Whenever a line below includes the word "button", copy that line.

--- --- ---

Issue #2424, opened 2020-05-05
Error parsing DTMF signal and duration in INFO message


Truong-Thanh-Quang:
pjsip\src\pjsua-lib\pjsua_call.c -> pjsua_call_on_tsx_state_changed():
When parsing DTMF in INFO message, it compares exactly "Signal=" and "Duration=". 
In many cases, there is one space before/after equal sign.
For example:
    _Signal= #
    Duration= 120_
Theresult in that cases, digit= (space), duration=0.

PR #2425, opened 2020-05-05
Fix dtmf signal &duration parsing in dtmf-relay INFO message

Truong-Thanh-Quang:


Truong-Thanh-Quang:
https://github.com/pjsip/pjproject/issues/2424

nanangizz:
setting this PR as `enhancement` instead of `bug` because the [draft](https://tools.ietf.org/html/draft-kaplan-dispatch-info-dtmf-package-00#section-5.2) actually says:
```
   Dtmf-relay-body = digit-line CRLF duration-line

   digit-line      = "Signal" EQUAL SP button
   button          = DIGIT / "A" / "B" / "C" / "D" / "*" / "#"

   duration-line   = "Duration" EQUAL SP msecs
   msecs           = 1*4(DIGIT)  ;100-5000 millisecs
```

pjsip/src/pjsua-lib/pjsua_call.c
```diff
@@ -5576,13 +5576,18 @@ static void pjsua_call_on_tsx_state_changed(pjsip_inv_session *inv,
...
 		    char *val;
 
 		    val = pj_strstr(&input, &STR_SIGNAL);
 		    if (val) {
-			info.digit = *(val+STR_SIGNAL.slen);
+				pj_ssize_t idx1 = val - input.ptr;
+				pj_ssize_t idx2 = 0;
+				while ( (*(val + STR_SIGNAL.slen + idx2) == 32 || *(val + STR_SIGNAL.slen + idx2) == 61) &&
+					(idx1 + idx2 < input.slen))
+					idx2++;
```
nanangizz, line 5589: unaligned indentation? note: PJSIP uses 8 chars tab-size, please check [this](https://docs.pjsip.org/en/latest/consider.html#coding-style) for more info.

pjsip/src/pjsua-lib/pjsua_call.c
```diff
@@ -5576,13 +5576,18 @@ static void pjsua_call_on_tsx_state_changed(pjsip_inv_session *inv,
...
+		    const pj_str_t STR_DURATION = { "Duration", 8 };
 		    char *val;
 
 		    val = pj_strstr(&input, &STR_SIGNAL);
 		    if (val) {
-			info.digit = *(val+STR_SIGNAL.slen);
+				pj_ssize_t idx1 = val - input.ptr;
+				pj_ssize_t idx2 = 0;
+				while ( (*(val + STR_SIGNAL.slen + idx2) == 32 || *(val + STR_SIGNAL.slen + idx2) == 61) &&
+					(idx1 + idx2 < input.slen))
```
nanangizz, line 5588: shouldn't loop condition `(idx1 + idx2 < input.slen)` include `STR_SIGNAL.slen`, i.e: `(idx1 + STR_SIGNAL.slen + idx2 < input.slen)`?
or alternatively, initialize `idx1` with `val - input.ptr + STR_SIGNAL.slen`?

pjsip/src/pjsua-lib/pjsua_call.c
```diff
@@ -5576,13 +5576,18 @@ static void pjsua_call_on_tsx_state_changed(pjsip_inv_session *inv,
...
+					idx2++;
+			info.digit = *(val+STR_SIGNAL.slen + idx2);
```
nanangizz, line 5590: what if there is no `=` in the input string?

Truong-Thanh-Quang:
> setting this PR as `enhancement` instead of `bug` because the [draft](https://tools.ietf.org/html/draft-kaplan-dispatch-info-dtmf-package-00#section-5.2) actually says:
> 
> ```
>    Dtmf-relay-body = digit-line CRLF duration-line
> 
>    digit-line      = "Signal" EQUAL SP button
>    button          = DIGIT / "A" / "B" / "C" / "D" / "*" / "#"
> 
>    duration-line   = "Duration" EQUAL SP msecs
>    msecs           = 1*4(DIGIT)  ;100-5000 millisecs
> ```

In the draft, there is one space after equal sign. The code takes this space for digit.
Same for duration-line.

nanangizz:
> > setting this PR as `enhancement` instead of `bug` because the [draft](https://tools.ietf.org/html/draft-kaplan-dispatch-info-dtmf-package-00#section-5.2) actually says:
> > ```
> >    Dtmf-relay-body = digit-line CRLF duration-line
> > 
> >    digit-line      = "Signal" EQUAL SP button
> >    button          = DIGIT / "A" / "B" / "C" / "D" / "*" / "#"
> > 
> >    duration-line   = "Duration" EQUAL SP msecs
> >    msecs           = 1*4(DIGIT)  ;100-5000 millisecs
> > ```
> 
> In the draft, there is one space after equal sign. The code takes this space for digit.
> Same for duration-line.

Agree, I think it is a bug.

pjsip/src/pjsua-lib/pjsua_call.c
Truong-Thanh-Quang: I have thought of this case. But I don't know what to return in case of error format.

pjsip/src/pjsua-lib/pjsua_call.c
Truong-Thanh-Quang: Yes, It is better.

pjsip/src/pjsua-lib/pjsua_call.c
nanangizz: In case of error format, I think we should not call the `on_dtmf_digit2()` callback (and leave `is_handled` to false so 400 response will be sent) and write some log info?

> I have thought of this case. But I don't know what to return in case of error format.

Truong-Thanh-Quang:
I've just commited changes.

https://github.com/Truong-Thanh-Quang/pjproject/commit/9f72732a54e7e58aea1deba654804b76e2fc099d

- Reformat regarding the coding style
- Check equal sign existence
- Write log if error occured

pjsip/src/pjsua-lib/pjsua_call.c
```diff
@@ -5576,26 +5576,54 @@ static void pjsua_call_on_tsx_state_changed(pjsip_inv_session *inv,
...
+		    pj_ssize_t count_equal_sign;
 
 		    val = pj_strstr(&input, &STR_SIGNAL);
 		    if (val) {
-			info.digit = *(val+STR_SIGNAL.slen);
-			is_handled = PJ_TRUE;
+			idx = 0;
+			count_equal_sign = 0;
+			while ((*(val + STR_SIGNAL.slen + idx) == 32 || *(val + STR_SIGNAL.slen + idx) == 61) &&
+			    (val - input.ptr + STR_SIGNAL.slen + idx < input.slen)) {
```
nanangizz, line 5590: Looks much better now, just few minor suggestions.

Perhaps better to rearrange it like this:
```
while ((val - input.ptr + STR_SIGNAL.slen + idx < input.slen) && 
      (*(val + STR_SIGNAL.slen + idx) == 32 || *(val + STR_SIGNAL.slen + idx) == 61))
{
```
The updates are:
- coding style: align multiline condition, new line for bracket `{` when condition is long/multiline
- better check validity first before accessing/evaluating the pointer content.

Furthermore, as `val + STR_SIGNAL.slen + idx` seems to be repeatedly used, perhaps it'll be more readable to have a new temporary var, e.g:
```
char *p = val + STR_SIGNAL.slen;
while ((p - input.ptr < input.slen) &&  (*p == ' ' || *p == '=')) {
   ...
   ++p;
}
...
info.digit = *p;
```

Truong-Thanh-Quang: I've updated as your suggestion. Thanks!
https://github.com/Truong-Thanh-Quang/pjproject/commit/838091b37926032546f5f3fe32ff4fa2523b3b58

pjsip/src/pjsua-lib/pjsua_call.c
```diff
@@ -5576,26 +5576,51 @@ static void pjsua_call_on_tsx_state_changed(pjsip_inv_session *inv,
...
+			        val_str.ptr = p;
+			        val_str.slen = input.slen - (p - input.ptr);
+			        info.duration = pj_strtoul(&val_str);
+			    } else {
+				is_handled = PJ_FALSE;
+				PJ_LOG(2, (THIS_FILE, "Invalid dtmf-relay format"));
+			    }
 			}
 		    	info.method = PJSUA_DTMF_METHOD_SIP_INFO;
 			(*pjsua_var.ua_cfg.cb.on_dtmf_digit2)(call->index,
```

--- --- ---

-- Solution to this exercise --
   digit-line      = "Signal" EQUAL SP button
   button          = DIGIT / "A" / "B" / "C" / "D" / "*" / "#"
>    digit-line      = "Signal" EQUAL SP button
>    button          = DIGIT / "A" / "B" / "C" / "D" / "*" / "#"
> >    digit-line      = "Signal" EQUAL SP button
> >    button          = DIGIT / "A" / "B" / "C" / "D" / "*" / "#"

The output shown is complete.